DIRECTIONS:
Exactly and without additions, transcribe the line that contains "of refactoring that probably wasn't worth it" and every line after it in the data.

RECORDED DATA:
PR #497, opened 2022-01-20
Use Sample service bulk ACL update method 

MrCreosote:
Should hopefully speed up setting ACLs for an object with a lot of
sample IDs.

Note that the sample service integration tests required no changes.


python_dependencies/Pipfile
```diff
@@ -13,7 +13,7 @@ requests = "==2.22.0"
 # handle service dependencies
 cachetools = "*"
 configparser = "*"
-pymongo = "*"
+pymongo = "==3.11.0"
```
MrCreosote, line 16: Originally pipenv auto upgraded to v4.X which cause the handle service tests to start failing, so I pinned it and the test magically started working again. 
@Tianhao-Gu heads up

python_dependencies/Pipfile
```diff
@@ -30,6 +30,8 @@ jinja2 = "==2.11.2"
 gevent = "==20.5.0"
 gunicorn = "==20.0.4"
 kafka-python = "==2.0.1"
+greenlet = "==0.4.16"
```
MrCreosote, line 33: This one's a bit weird - if you examine the lock file you'll see that `greenlet` was already installed and all the hashes are the same. However, the new version of the sample service was stuck constantly restarting the workers with a warning about `greenlet` binary compatibility and explicitly installing `greenlet` made it start so *shrug*

dakotablair (approved):
Looks good to me, seems simpler over all.

bio-boris (approved):
LGTM

PR #503, opened 2022-02-16
Trivial code cleanup

MrCreosote:
Did this almost absentmindedly while looking for ways to speed up result tab rendering.

I'm just going straight to develop because I don't care about having an image built from this PR.


ialarmedalien (approved):
LGTM

PR #505, opened 2022-02-17
Unify ObjectIdentifier classes part 1

MrCreosote:
This PR moves the ObjectIdentifier subclasses into the ObjectIdentifier
class proper without any other changes. Future PRs will include:

* Add all subclass methods to superclasses with sane default behavior
* Write a builder to replace the 9 constructors and 2 create methods
that picks the right class to return
* Hide the 2 subclasses and refactor code that uses them
* Write unit tests for the ObjectIdentifier class


ialarmedalien (approved):
🌡️

PR #506, opened 2022-02-17
Add all ObjectIdentifier subclass methods to superclass

MrCreosote:
No need to do bizarre instanceof checking, can now hide the subclass
implementations

Future PRs:
* Write a builder to replace the 9 constructors and 2 create methods
that picks the right class to return
* Hide the 2 subclasses and refactor code that uses them
* Write unit tests for the ObjectIdentifier class


ialarmedalien (approved):
👍

PR #507, opened 2022-02-18
DATAUP-725: Return the object name from the name check method, rename test

MrCreosote:
Better to keep 1 test class per class under test than merge multiple
classes into on test class


ialarmedalien (approved):
More PRs of this length plz!

MrCreosote:
Hmm, you're going to be disappointed by my next PR

PR #509, opened 2022-02-23
DATAUP-725: Add object identifier builder starting from OI

MrCreosote:
Quickly became clear that doing otherwise was going to result in a *lot*
of refactoring that probably wasn't worth it

Handy anyway


ialarmedalien (approved):
Merge away!

PR #510, opened 2022-02-23
DATAUP-725: Add a ObjectIdentifier.Builder copy method.

MrCreosote:
Useful for tests.


ialarmedalien (approved):
looks straightforward enough to lull me into a false sense of security prior to the horrendous PR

EXERCISE OUTPUT:
of refactoring that probably wasn't worth it

Handy anyway


ialarmedalien (approved):
Merge away!

PR #510, opened 2022-02-23
DATAUP-725: Add a ObjectIdentifier.Builder copy method.

MrCreosote:
Useful for tests.


ialarmedalien (approved):
looks straightforward enough to lull me into a false sense of security prior to the horrendous PR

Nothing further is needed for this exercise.